◆ **Your goal**:
Repeat exactly, please, the opening lines of the data below, through and including the line where "fixtures/plugins/astro/.vscode/extensions.json" sits.
==== Stored data ====
Issue #201, opened 2023-08-16
Astro support


DaniFoldi:
Hi :wave:

I recently discovered knip, and love its simplicity! I was in the process of converting some projects to use knip, however I discovered that .astro is not currently supported.

Unfortunately, I don't have enough knowledge in the world of js compilers to integrate the compiler myself, however it seems that other than supporting the frontmatter syntax, creating a plugin should be rather straightforward, as astro is easy to find in a project (dev/dependency of `astro`), and entry files are simple to match (4 possible config files and src/pages/**).

webpro:
Extensions that are not JS/TS/JSX are not supported. Same for MDX, Vue, Svelte, etc.

Not an Astro user myself, However, adding the Astro as a custom compiler should be possible. I tried briefly before a few months back, but got stuck on the Astro compiler not playing nice with `esm-loader` (which was later replaced by jiti).

Perhaps even just some regexes to extract the import statements (and configuring the entry files you mention) might get you pretty far.

Did you see the examples in https://github.com/webpro/knip/blob/main/docs/compilers.md?

webpro:
We can close this now that @DaniFoldi implemented the plugin and a configuration example is documented.

PR #298, opened 2023-10-15
Add astro plugin

DaniFoldi:
Hi :wave:,

Following up my issue #201 I implemented a plugin that I believe matches the behaviour of Astro quite closely, following the docs for exact patterns.

The only remaining issue is ignoring the `astro:content` module, as it is resolved at build/runtime by astro, and not a separate dependency. Happy to fix if you could just point me in the right direction.


fixtures/plugins/astro/.vscode/extensions.json
webpro, line 1: File can be removed

fixtures/plugins/astro/.vscode/launch.json
webpro, line 1: Directory can be removed

fixtures/plugins/astro/README.md
webpro, line 1: File can be removed

fixtures/plugins/astro/knip.ts
```diff
@@ -0,0 +1,7 @@
+export default {
+  ignore: ['**/*.d.ts'],
```
webpro, line 2: This `ignore` option can be removed (I need to update the docs!)

fixtures/plugins/astro/knip.ts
====
◆ **Written response**:
Issue #201, opened 2023-08-16
Astro support


DaniFoldi:
Hi :wave:

I recently discovered knip, and love its simplicity! I was in the process of converting some projects to use knip, however I discovered that .astro is not currently supported.

Unfortunately, I don't have enough knowledge in the world of js compilers to integrate the compiler myself, however it seems that other than supporting the frontmatter syntax, creating a plugin should be rather straightforward, as astro is easy to find in a project (dev/dependency of `astro`), and entry files are simple to match (4 possible config files and src/pages/**).

webpro:
Extensions that are not JS/TS/JSX are not supported. Same for MDX, Vue, Svelte, etc.

Not an Astro user myself, However, adding the Astro as a custom compiler should be possible. I tried briefly before a few months back, but got stuck on the Astro compiler not playing nice with `esm-loader` (which was later replaced by jiti).

Perhaps even just some regexes to extract the import statements (and configuring the entry files you mention) might get you pretty far.

Did you see the examples in https://github.com/webpro/knip/blob/main/docs/compilers.md?

webpro:
We can close this now that @DaniFoldi implemented the plugin and a configuration example is documented.

PR #298, opened 2023-10-15
Add astro plugin

DaniFoldi:
Hi :wave:,

Following up my issue #201 I implemented a plugin that I believe matches the behaviour of Astro quite closely, following the docs for exact patterns.

The only remaining issue is ignoring the `astro:content` module, as it is resolved at build/runtime by astro, and not a separate dependency. Happy to fix if you could just point me in the right direction.


fixtures/plugins/astro/.vscode/extensions.json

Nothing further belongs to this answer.